Reproduce verbatim the lines of the material below, starting at the line with "next call retries." and ending at the line with "no-op, builds/tests green).", both inclusive; skip the rest.

# # #

PR #326, opened 2026-07-20
feat: region catalog - region-aware cluster creation (DB-backed versions and machine types)

GeertJohan:
## What

Makes cluster creation **region-aware** via a DB catalog: what each region offers (kubernetes versions, machine types) is data, entry is FK-safe, the console only presents valid choices, and the cluster-worker resolves the gardener CloudProfile from the cluster's region instead of a global env value.

## Why

Today the console hardcodes GCP-flavored versions (`1.34.0`, ...) and machine types (`n1-standard-*`) — there is even a `// TODO: Fetch from API based on cloud profile` at the old dropdown. `organization-api` stores whatever the request says, and the first validation is gardener admission rejecting the Shoot — surfacing as a cluster stuck in sync error. On any non-GCP provider (we run metal, whose CloudProfile offers one version and one machine type) every UI default is invalid.

## Design

The **DB is the source of truth for data entry; the CloudProfile is a soft downstream contract.** Drift is caught at sync time (gardener rejects, operator fixes the catalog or the profile), never enforced live during entry.

New `catalog` schema (global reference data, no RLS):
- `regions(name, cloud_profile, cloud_profile_region)` — the user-facing region name may differ from the region inside the CloudProfile
- `kubernetes_versions`, `machine_types(name, lcpu, memory)`
- `region_kubernetes_versions`, `region_machine_types` — per-region availability

Integrity is FK-based:
- `clusters` gains `region_id` + `kubernetes_version_id` with a **composite FK** to `region_kubernetes_versions` — an unavailable version is unrepresentable
- `node_pools` gains `region_machine_type_id` (FK to `region_machine_types.id`) plus a **constraint trigger** asserting that row's region matches the cluster's region (`RAISE ... USING HINT` per the existing dbconst convention)

The machine image intentionally stays an env var — not user-choosable.

## Commits (reviewable per layer)

1. **db**: pgModeler model + trek migration `030` (additive: legacy text columns kept, new columns nullable)
2. **organization-api**: `ListRegions` on `ClusterService`; create handlers accept the catalog ids, resolve display names, write both id and legacy text columns; FK/trigger violations map to clean `InvalidArgument`s
3. **cluster-worker**: joins `catalog.regions` to resolve `cloud_profile`/`cloud_profile_region` per cluster (env values remain the fallback), machine-type name via the catalog
4. **console-frontend**: region -> versions -> machine types cascade from `ListRegions`; requests send the ids; a legacy free-text fallback remains for clusters whose region is not in the catalog
5. **db testdata**: dev-only `local` region fixtures so the wizard has options under `TREK_INSERT_TEST_DATA`; real environments keep an operator-managed catalog

## API shape (updated per review)

The API is **text-only**: `CreateCluster`/`UpdateCluster`/`CreateNodePool` take the catalog display names (`region`, `kubernetes_version`, `machine_type`) and the server resolves them against the catalog before insert - unknown combinations return `InvalidArgument`. `ListRegions` returns the exact names the create endpoints accept (pre-validate there, or trial-and-error). No catalog ids on the wire.

## Compatibility (expand phase)

Everything is additive: legacy text fields/columns still work end to end (old clients, pre-catalog clusters). A later contract phase can require the ids and drop the text columns once everything has switched.

## Notes for review

- `db/fundament.sql` is regenerated from the model with the sanctioned flow (`pgmodeler-cli --export-to-file --pgsql-ver 18.0`, pgModeler 2.0.0-beta); `trek generate` validates model == migrations == schema (empty diff).
- The `node_pool_outbox` trigger's column list gained `region_machine_type_id` so pool machine-type changes keep firing the outbox.
- sqlc note: the node-pool queries select the new column so the shared `TenantNodePool` model keeps covering the full row (`omit_unused_structs` would otherwise drop it).

## Testing

`go build`/`go vet`/`gofmt` across all touched modules; org-api and cluster-worker package tests green; new shoot-spec tests for catalog-driven and legacy clusters; `ng build` + `ng lint` clean; `just generate` pristine (trek empty diff, dbconst/sqlc/buf/TS all regenerated).

https://claude.ai/code/session_0194BFaQiZGDDmh3NyUSoRpz


GeertJohan:
Addressed the review feedback in 21ba9059 + 31da32fa:

- **SQL aliases in `region.sql`** (4 comments): fixed — expanded to full table names per the convention. organization-api's sqlc config gains `strict_order_by: false` (same setting cluster-worker already uses) because sqlc's strict mode rejects `ORDER BY` on fully-qualified names.
- **`RegionCatalogService` caching a rejected promise**: fixed — a failed `ListRegions` no longer pins later callers to the error; the cache clears on rejection so the next call retries.
- **Empty `machineTypeOptions` treated as catalog mode**: fixed — an empty array now normalizes to `null` (legacy mode), so a region without machine types keeps the fallback dropdown and never emits bogus catalog ids.
- **`db/fundament.sql` hand-edit**: fixed — regenerated via the sanctioned flow (`pgmodeler-cli --export-to-file --pgsql-ver 18.0`); with the version flag the export converges with the committed format. Verified semantically identical (trek model == migrations == schema, sqlc no-op, builds/tests green).
- **`db/migrations/030` hand-edit**: intentional, one deviation kept. The migration IS trek-generated, but trek's diff emits table-level GRANTs and silently drops schema-level ones — without the hand-added `GRANT USAGE ON SCHEMA catalog` every reader role fails with `permission denied for schema catalog` (exactly what the cluster-worker integration tests caught in the first CI round). Regenerating cannot express this grant; the in-file comment documents why. Happy to adjust if there's a preferred mechanism (e.g. a `generate-migration-post` hook) — and this looks worth an upstream issue on printeers/trek.

cluster-worker/pkg/client/gardener/client.go
```diff
@@ -89,9 +89,14 @@ type ClusterToSync struct {
 	Namespace         string    // Gardener namespace (garden-{project-name})
 	Region            string
 	KubernetesVersion string
-	Deleted           *time.Time
-	NodePools         []NodePool // Node pool configurations for Gardener worker groups
-	NodeLimits        NodeLimits // Owning organization's node caps, applied at Shoot build time
+	// CloudProfile / CloudProfileRegion come from the catalog regions row
+	// (catalog.regions via clusters.region_id). Empty on legacy clusters without
+	// a catalog reference; the provider env defaults apply then.
+	CloudProfile       string
```
GeertJohan: The source of CloudProfile is irrelevant from the perspective of `pkg/client/gardener`. Keep comments tight and locally relevant.

organization-api/pkg/proto/v1/cluster.proto
```diff
@@ -138,14 +142,19 @@ message NodePool {
...
   string name = 10 [(buf.validate.field).string = {
     min_len: 1
     max_len: 255
   }];
-  string region = 20 [(buf.validate.field).string = {min_len: 1}];
-  string kubernetes_version = 30 [(buf.validate.field).string = {min_len: 1}];
+  string region = 20;
+  string kubernetes_version = 30;
+  string region_id = 40;
+  string kubernetes_version_id = 50;
```
GeertJohan: Can we keep the API text only and do the lookup for ID server-side before(SELECT)/during(CTE) INSERT?

This may lead to a "not found" error, but thats fine, a user can pre-validate their choices by using the lookup endoints, or trial-and-error cluster creation.

GeertJohan:
Addressed the second review round in 9bf6dcb9:

**Text-only API** (@GeertJohan's cluster.proto comment): done — the id fields are gone from the wire. `CreateCluster`/`UpdateCluster` resolve `(region, kubernetes_version)` and `CreateNodePool` resolves `(cluster's region, machine_type)` server-side (SELECT before INSERT, so "already exists" and "not offered in region %q" stay distinguishable errors). `ListRegions` now returns the exact names the create endpoints accept. The console went back to plain name-valued dropdowns — the whole id-plumbing through wizard state is gone. Consequences handled: the terraform acc fixtures' `eu-west-1`/`1.28`/`1.29` values are seeded in dev testdata, and pre-catalog fixture clusters get their `region_id` linked (the region-match trigger rejects pools on unlinked clusters; live clusters get the same backfill via the operator seed).

**ClusterToSync comment** (@GeertJohan): tightened to local relevance — it now just states the fields select the CloudProfile/region with provider-default fallback, no catalog provenance.

**Copilot round 2:**
- *one-of-pair id validation*: moot — the id fields no longer exist.
- *catalogError never rendered*: fixed — rendered with the repo's danger-text pattern.
- *empty catalog breaks the wizard silently*: fixed — an empty `ListRegions` renders "No regions are available yet. Ask an operator to seed the region catalog."
- *formatMemory bigint precision*: fixed — GiB derived via bigint arithmetic, no `Number(bytes)` conversion.
- *PR description said 1.2.3*: description updated — the file is regenerated via `pgmodeler-cli --export-to-file --pgsql-ver 18.0` (2.0.0-beta), validated by trek.

GeertJohan:
Addressed the latest three comments in 222ef488: the add-cluster-nodes catalog load no longer produces an unhandled rejection (falls back to the built-in machine-type list, matching ClusterNodesComponent), and the "legacy free-text mode" comments now correctly describe the fallback as a predefined dropdown list.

# # #

#### Response
- **`RegionCatalogService` caching a rejected promise**: fixed — a failed `ListRegions` no longer pins later callers to the error; the cache clears on rejection so the next call retries.
- **Empty `machineTypeOptions` treated as catalog mode**: fixed — an empty array now normalizes to `null` (legacy mode), so a region without machine types keeps the fallback dropdown and never emits bogus catalog ids.
- **`db/fundament.sql` hand-edit**: fixed — regenerated via the sanctioned flow (`pgmodeler-cli --export-to-file --pgsql-ver 18.0`); with the version flag the export converges with the committed format. Verified semantically identical (trek model == migrations == schema, sqlc no-op, builds/tests green).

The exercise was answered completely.